チェリー&ベリーことチェルシー・ロー、べリンダ・ローの姉妹はウインメタルとエリカの活躍によって逮捕された。二人の身柄は静岡県警浜松警察署に拘束され、現在取り調べが行われている。
「ふう、ずいぶん手こずらせたよ。」
「二回も逃げられる訳にはいきませんからね。私も安心しました。」
変身を解除した隼人と人間体に戻ったエリカは待合所で安堵の表情を浮かべた。
「隼人さん、彼女達はまた脱獄したりしませんかね?」
「それには及ばない。脱獄できないようにあとで僕が手を打つから。」
「どういう方法ですか?」
「これから分かるさ。」
隼人はエリカにそう言った。すると、田中から通信が入る。
「隼人、エリカ。
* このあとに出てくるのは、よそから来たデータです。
PR #28, opened 2021-02-07
Renamer: Proper structure

BladeMF:
That is the general structure of the Renamer we talked about. The only thing I changed is the class that managed all the available renamers because I realised that an interface  + a "chain" implementation of the same interface would do it and would be simpler.

The handler is complete with the conversion and stuff and the `ChainRenamer` is implemented. The other stuff is outlined. So let's discuss.


lib/LanguageServerRename/Handler/RenameHandler.php
```diff
@@ -0,0 +1,124 @@
...
+            return new Range(
+                PositionConverter::byteOffsetToPosition(
+                    $range->start(),
+                    (string)$document
+                ),
+                PositionConverter::byteOffsetToPosition(
+                    $range->end(),
+                    (string)$document
+                )
+            );
```
dantleech: Could probably add a utility to convert a Phpactor Range => an LSP Range in the LanguageServerBridge

lib/LanguageServerRename/Model/Renamer.php
```diff
@@ -0,0 +1,15 @@
...
+use Generator;
+use Phpactor\TextDocument\ByteOffset;
+use Phpactor\TextDocument\ByteOffsetRange;
+use Phpactor\TextDocument\TextDocument;
+
+interface Renamer
+{
+    public function getRenameRange(TextDocument $textDocument, ByteOffset $offset): ?ByteOffsetRange;
+    /** @return Generator<RenameResult> */
+    public function rename(TextDocument $textDocument, ByteOffset $offset, string $newName): Generator;
```
dantleech, line 16: not important (and really CS fixer _should_ fix it if it doesn't already) but docblocks should be multiline:

```
/**
 * @return ...
 */
```

and there should be exactly one space between member definitions

tests/LanguageServerRename/Bridge/Unit/ChainRenamerTest.php
```diff
@@ -0,0 +1,179 @@
...
+            {
+                return new ByteOffsetRange(ByteOffset::fromInt(0), ByteOffset::fromInt(1));
+            }
+            
+            public function rename(TextDocument $textDocument, ByteOffset $offset, string $newName): Generator
+            {
+                return;
+                yield;
+            }
+        };
```
dantleech: Rather than using anonymous classes, could we implement a pre defined renamer? (or similar name, TestRenamer, StubRenamer etc)

```
new PredefinedRenamer($byteOffsetRange, $renameResults)
```

This could repalce the stub Member and Variable renamers and potentially make the tests easier?

Possibly you could also implement a builder pattern:

```
PredefinedResult::fromRange(ByteOffsetRange(...))->withResult(...)->withResult(...)
```

This could also be wired into a `TestExtension` for the purposes of integration testing as mentioned below.

tests/LanguageServerRename/Bridge/Unit/ChainRenamerTest.php
```diff
@@ -0,0 +1,179 @@
...
+use Phpactor\TextDocument\ByteOffsetRange;
+use Phpactor\TextDocument\TextDocument;
+use Phpactor\TextDocument\TextDocumentBuilder;
+use Phpactor\TextDocument\TextDocumentUri;
+use Phpactor\TextDocument\TextEdits;
+use function iterator_to_array;
+
+class ChainRenamerTest extends TestCase
+{
+    public function testGetRenameRange_OneMatch(): void
```
dantleech: For the sake of constistency I'd prefer to stick to camel case

tests/LanguageServerRename/Handler/Unit/RenameHandlerTest.php
```diff
@@ -0,0 +1,216 @@
...
+use Phpactor\TextDocument\TextEdits;
+use Prophecy\Argument;
+use Prophecy\PhpUnit\ProphecyTrait;
+use function Amp\Promise\wait;
+
+class RenameHandlerTest extends TestCase
+{
+    use ProphecyTrait;
+
+    public function testPrepareRename(): void
```
dantleech: This would be better as an integration test .... you could add an additional extension with the `PredefinedRenamer` configured as menitoned above. See the tests for the other handlers.

dantleech (commented):
Looks good! I think it might be better to implement a `PredefinedRenamer` (or however it should be named) as mentioned above. This will help with testing in general (including manual tests)

tests/LanguageServerRename/Handler/Unit/RenameHandlerTest.php
dantleech: See here for a similar approach https://github.com/phpactor/language-server-phpactor-extensions/blob/35c2564e7fc092bc417bdee230a3c0583caac0b3/tests/LanguageServerIndexer/Extension/TestExtension.php#L14

BladeMF:
> Looks good! I think it might be better to implement a `PredefinedRenamer` (or however it should be named) as mentioned above. This will help with testing in general (including manual tests)

What do you mean `PredefinedRenamer`?

lib/LanguageServerRename/Handler/RenameHandler.php
BladeMF: Agreed. Was thinking about that.

tests/LanguageServerRename/Bridge/Unit/ChainRenamerTest.php
BladeMF: Sounds good.

tests/LanguageServerRename/Bridge/Unit/ChainRenamerTest.php
BladeMF: That's a bit of "uncle bob" thing. Sure.

lib/LanguageServerRename/Handler/RenameHandler.php
BladeMF: Do you want _me_ to do that or will you do it?

lib/LanguageServerRename/Model/Renamer.php
BladeMF: You know, I've been missing help with this. I've used extensions which when inside `/**` and you hit enter, you get in the proper indent with ` * ` already typed, getting to:
```php
    /**
     * <>
```

lib/LanguageServerRename/Handler/RenameHandler.php
dantleech: Up to you, feel free to leave it.

BladeMF: Yea, I probably should do it then....

BladeMF:
Interestingly enough I can't reproduce the fail of php 7.4 unit tests. I must be missing something.

lib/LanguageServerBridge/Converter/RangeConverter.php
```diff
@@ -0,0 +1,17 @@
...
+class RangeConverter
+{
+    public static function toLspRange(ByteOffsetRange $range, string $text): Range
+    {
+        return new Range(
+            PositionConverter::byteOffsetToPosition($range->start(), $text),
+            PositionConverter::byteOffsetToPosition($range->end(), $text),
+        );
+    }
+}
```
dantleech, line 17: :+1:

dantleech:
:boom:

無事だったか?」
「田中さん。僕は大丈夫だよ。」
「私も故障個所はありません。」
二人は心配して連絡してきた田中に無事であることを伝えた。
「良くやった。お前がこの間言った無理な改造がまさか功を奏すとは。」
「だから言ったでしょ。万が一のためにこういう強化は必要だって事だよ。」
「そうだな。エリカもサポートロボットとは言え、攻撃用の電気ショックを搭載しておいたが役に立ったみたいだな。」
「その点は感謝致します。もしそれでも足りなくなった場合追加の装備が必要になるかもしれませんね。」
「そうだな。検討しよう。じゃあ、一度ここで切るが何かあったらまた連絡してくれ。」
そう言って田中と隼人は通信を切った。すると、取調室から警察官が出てきた。
「二人とも、協力感謝致します。」
「いいえ。」
「こちらこそ。」
お互いに謝辞を述べ、若い男性警察官は取り調べの詳細を教えてくれた。
「ロー姉妹は自分たちを襲った軍人、そして両親と異母妹を殺害後に車を奪い逃走。長らく放浪生活をした後に自分の生活を苦しめた父、そして軍に復讐を決意。まずはアリゾナの軍施設を襲い、戦闘機を奪取。その後アメリカ各地で襲撃と燃料補給を繰り返していたそうです。日本へは最初から行くつもりだったようで、自分達のルーツであり狂わせた元凶でもある嘉手納基地は最後に襲撃する予定だったと話しておりました。」
「なるほど。だから最初から沖縄に手を出さなかったのか。」
警官の言葉に隼人は納得したように話した。
「それでは、これから二人を刑務所に移送します。逃げられないようにしっかりとした設備の場所へ運ぶのでご安心を。」
「ありがとうございます。でもまぁ、あいつらは脱獄しないと思いますよ。」
「えっ?」
「今に分かります。最後に一度だけ二人に合わせてもらえませんか?」
「え、ええ。いいですけど。」
そう言って刑事は隼人とエリカの二人を地下の駐車場へ案内した。これから二人を移送用の車に乗せ、刑務所に引き渡すのだが、その立会いをするのだ。車の前で待っていると、手錠をかけられて警官に連れてこられたチェルシーとべリンダが出てきた。二人は隼人と目が会うなり不満そうに口を開く。
「ふん。これで勝ったと思うなよ、ウインメタル。」
「私達は諦めない。最後に嘉手納を爆破するまでは!」
やはり二人の中では忌まわしきルーツともいえる嘉手納基地、そして在日米軍への恨みが強いようだった。隼人はというと冷静に聞き流しながら二人に言った。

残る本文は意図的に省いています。